Nvidia has a sustainable competitive advantage.

Nvidia's graphics processing units (GPUs) have a near monopoly in accelerated computing, a discipline that uses specialized hardware and software to accelerate complex data center workloads such as artificial intelligence (AI) and data analytics. .

Nvidia products consistently set performance records in AI training and MLPerf benchmarks, standardized tests that provide an unbiased evaluation of AI systems. Additionally, the company holds over 90% market share in data center GPUs and over 80% market share in AI chips.

Nvidia Bear brushes aside these strengths and cites growing competition as cause for alarm. In particular, they point to semiconductor companies such as AMD And cloud providers like Amazon, MicrosoftAnd the alphabet, all of which are making chips to replace Nvidia GPUs. But this bearish argument ignores the strong economic moot in Nvidia's full-stack strategy.

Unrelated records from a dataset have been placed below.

PR #1515, opened 2023-05-31
CLI-1054: Support pull commands outside of IDEs

### LINKED ISSUE #1386: CLI-971: Pull command is not documented
`acli pull` is a very useful command, however it is not documented [here](https://docs.acquia.com/acquia-cli/commands/). Also, when I run `acli` in my terminal I do not see the pull command listed. This issue occurs on both the latest 1.30.1 branch and 2.8.1

I would expect to see this command listed in both places

danepowell:
Fix #1386 

@mikemadison13 @anavarre any opinions about this as a solution to avoiding confusion about documented commands?

Most of the hidden commands (i.e., `pull:files`) were only hidden because they required a db connection that was only set in an IDE. But we now have environment variables like ACLI_DB_HOST that anyone could set locally if they really wanted.

This unhides those commands and instead advises via help text that these variables should be set:
Screenshot 2023-05-31 at 10 50 51 AM

We still hide truly IDE-specific commands (i.e., `ide:service-restart`). Hopefully the reason is obvious enough that people aren't still confused.

### DIFF
--- a/phpunit.xml.dist
+++ b/phpunit.xml.dist
@@ -10,7 +10,6 @@
         convertNoticesToExceptions="true"
         convertWarningsToExceptions="true"
         convertDeprecationsToExceptions="true"
-        bootstrap="tests/phpunit/bootstrap.php"
 >
   <php>
     <env name="AMPLITUDE_KEY" value=""/>
--- a/src/Command/CommandBase.php
+++ b/src/Command/CommandBase.php
@@ -85,7 +85,6 @@ abstract class CommandBase extends Command implements LoggerAwareInterface {
   protected string $localDbPassword = 'drupal';
   protected string $localDbName = 'drupal';
   protected string $localDbHost = 'localhost';
-
   protected bool $drushHasActiveDatabaseConnection;
   protected \GuzzleHttp\Client $updateClient;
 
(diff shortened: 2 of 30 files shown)


src/Command/CommandBase.php
```diff
@@ -109,6 +108,19 @@ public function __construct(
     $this->setLocalDbName();
     $this->setLocalDbHost();
     parent::__construct();
+    if ($this->commandRequiresAuthentication()) {
+      $this->appendHelp('This command requires authentication via the Cloud Platform API.');
+    }
+    if ($this->commandRequiresDatabase()) {
+      $this->appendHelp('This command requires an active database connection. Set the following environment variables prior to running this command: '
+        . 'ACLI_DB_HOST, ACLI_DB_NAME, ACLI_DB_USER, ACLI_DB_PASSWORD');
```
anavarre, line 116: This could be the compromise we want. But aren't we going to get support tickets on how to set `ACLI_DB_HOST, ACLI_DB_NAME, ACLI_DB_USER, ACLI_DB_PASSWORD`? Should we further clarify that the command shouldn't typically be used outside of an IDE?

phpunit.xml.dist
```diff
@@ -10,7 +10,6 @@
         convertNoticesToExceptions="true"
         convertWarningsToExceptions="true"
         convertDeprecationsToExceptions="true"
-        bootstrap="tests/phpunit/bootstrap.php"
```
danepowell, line 13: I wasn't able to recreate an instance where clearing cache was actually necessary to pick up changes in command files.

PR #1527, opened 2023-06-07
Throw exception if userAlias not found

danepowell:
Right now if you pass an email address as user alias and that email doesn't match someone in the org you get a confusing error message from the API:

```
{
    "error": "invalid_id",
    "message": "\"somebody@danepowell.com\" is not a valid v4 UUID."
}
```

ACLI should not pass an argument to the API that it knows to be invalid (i.e., not a UUID).

@joshirohit100 would you mind reviewing since you wrote this?


joshirohit100:
Looks good to me!

PR #1536, opened 2023-06-09
Slow windows tests

danepowell:
Windows tests runs are brutally slow compared to linux. Trying to figure out why.

- https://github.com/actions/runner-images/issues/7320
- https://github.com/actions/runner-images/issues/5166

### DIFF
--- a/.github/workflows/ci.yml
+++ b/.github/workflows/ci.yml
@@ -39,6 +39,10 @@ jobs:
             php: "8.2"
             coverage: "none"
     steps:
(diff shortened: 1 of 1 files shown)


danepowell:
I think https://github.com/actions/runner-images/issues/7320 is the culprit. Any CPU-intensive task (composer install, tests) just takes forever. It might be a noisy-neighbor problem, as our midnight cron jobs never take long at all, but PR tests during the day can take 2-5x longer than Ubuntu.

PR #1567, opened 2023-07-10
CLI-1103: Fix #1558: Notification arg formats

### LINKED ISSUE #1558: CLI-1103: Support notification URLs/JSON strings as input for commands accepting a notification UUID
**Is your feature request related to a problem? Please describe.**

I have found that some acli commands return a JSON object with a `notification` property that just has the notification UUID (e.g., `api:environments:code-switch`) while others only return the notification as a URL in the `_links->notification->href` property (e.g., `api:environments:database-copy`).

The `app:task-wait` command supports both the JSON object and plain UUID, which is very helpful. The `api:notifications:find` command only supports a plain UUID.

What I am looking to do is:

1. Execute a task.
2. Use the JSON object response to wait for the task to complete.
3. Check for a `completed` task status.

*Note: this is somewhat related to #1556 which would probably make this use case moot however I do think this feature request still has merit on it's own*

Steps 1 and 2 above are simple enough with `app:task-wait`'s support for the JSON object response. But Step 3 is a little tougher because in some cases I'll need to do some extra work to parse the URL from the `_links->notification->href` property (not super fun in bash, at least).

**Describe the solution you'd like**

I would like for the `app:task-wait` and `api:notifications:find` commands to support any of the following as input:

1. Notification UUID
2. Notification URL
3. JSON object with a `_links->notification->href` property

There may also be other commands that accept a notification UUID where this could be useful but these two are the primary use case I have come up against.

If supporting the notification URL is seen as more out-of-scope, at least bringing the supported input for the commands to parity (so either a plain UUID or a JSON object for `api:notifications:find`) would be ideal.

**Describe alternatives you've considered**

The commands are functional as-is and there are alternatives (like parsing the notification URL) that work fine. This would be a nice-to-have.

danepowell:
**Motivation**

Fixes #1558

**Proposed changes**

Anywhere that a notification UUID is required as argument, support passing a notification object or URL as well. This basically generalizes the `getNotificationUuid` logic in app:task-wait to all commands.

**Testing steps**

3. Try `acli app:task-wait` with various forms of arguments to ensure they still work:

```
# Notifications object response
wacli app:task-wait "$(acli api:environments:domain-clear-caches pipelinesvalidation2.dev pipelinesvalidation2dev.prod.acquia-sites.com)"
# Notification UUID
wacli app:task-wait 227eccb1-3345-4a2d-b042-eddd56a78ed7
# Notification URL
wacli app:task-wait https:\/\/cloud.acquia.com\/api\/notifications\/64df4412-20fa-4489-8cbf-1e73095d03eb
```

@cdubz could you please help test and let me know if it satisfies your request? If you follow the steps above, you can find a pre-built version of CLI for this PR to test with, or you can build it yourself.

### DIFF
--- a/src/Command/App/TaskWaitCommand.php
+++ b/src/Command/App/TaskWaitCommand.php
@@ -5,7 +5,6 @@ declare(strict_types = 1);
 namespace Acquia\Cli\Command\App;
 
 use Acquia\Cli\Command\CommandBase;
-use Acquia\Cli\Exception\AcquiaCliException;
 use Symfony\Component\Console\Command\Command;
 use Symfony\Component\Console\Input\InputArgument;
 use Symfony\Component\Console\Input\InputInterface;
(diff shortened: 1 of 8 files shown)


cdubz:
@danepowell thanks for picking this up! This does exactly what I'm looking for and will eliminate a lot of complexity in my CI processes (:

I think there is just one small issue to address -- if I give `task-wait` an input that is not a valid UUID or notification URL there will be a PHP fatal error in most cases because the code will get all the way to the URL check where it checks for `$urlParts[5]` without ensuring that array index exists. So we get:

```
PHP Warning:  Undefined array key 5 in phar:///src/Command/CommandBase.php on line 1068
PHP Fatal error:  Uncaught TypeError: Acquia\Cli\Command\CommandBase::validateUuid(): Argument #1 ($uuid) must be of type string, null given, called in phar:///src/Command/CommandBase.php on line 1069 and defined in phar:///src/Command/CommandBase.php:726
```

If that can be avoided it will just end up at the generic "Notification format is not one of UUID, JSON response, or URL" which seems fine.

danepowell:
Thanks for the feedback! I fixed that and a few other bugs. Feel free to hammer on the new version, otherwise I'll merge this after getting coverage up.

CEO Jensen Huang recently told analysts: “We literally build the entire data center.” This means that Nvidia is not just a chipmaker, but a full-stack computing company. Nvidia supplements its GPUs with central processing units (CPUs) and networking hardware designed for artificial intelligence. The company also offers subscription software and cloud services that support AI workflows in a variety of end markets, from manufacturing and logistics to customer service and healthcare.

At the heart of Nvidia's full-stack computing platform is CUDA, a parallel programming language that allows GPUs (originally designed for graphics processing) to act as data center accelerators. The CUDA ecosystem consists of hundreds of frameworks and software libraries that streamline the development of complex applications. This gives Nvidia a huge advantage, as no other chipmaker has a comparable supporting software ecosystem.

To quote morning star Analyst Brian Colello said, “CUDA is proprietary to Nvidia and runs only on its GPUs, and we believe that the integration of this hardware plus software has created high customer switching costs in AI, making Nvidia's has contributed to the wide chasm.”

Nvidia stock looks a bit expensive at its current price.

Going forward, Wall Street expects Nvidia to grow earnings per share by 31.7% annually over the next three to five years. If this number is divided by its current price to earnings multiple of 75.8, the share price/earnings growth ratio (PEG) is 2.4. This multiple is a discount to the three-year average of 3.2, but it is still relatively expensive on an absolute basis.

That said, the consensus earnings forecast leaves room for upside. According to Grandview Research, spending on AI hardware, software and services is predicted to grow by 36.6% annually by 2030. Nvidia can certainly match that speed, and maybe even exceed it. To that end, its current valuation may appear quite reasonable or even cheaper.

Ultimately, investors have to make some tough decisions here, but I think Joseph Moore Morgan Stanley is the right idea. “[W]And the background seems to warrant exposure to AI even with extreme enthusiasm — and Nvidia is the most obvious way to get that exposure,” he wrote in a recent note to clients.

Suzanne Frey, an Alphabet executive, is a member of The Motley Fool's board of directors. John Mackey, former CEO of Whole Foods Market, is a member of the board of directors of The Motley Fool, an Amazon subsidiary. Trevor Genuine has positions at Amazon and Nvidia. The Motley Fool has positions in and recommends Advanced Micro Devices, Alphabet, Amazon, Microsoft and Nvidia. The Motley Fool recommends the following options: long January 2026 $395 calls on Microsoft and short January 2026 $405 calls on Microsoft. The Motley Fool has a Disclosure Policy.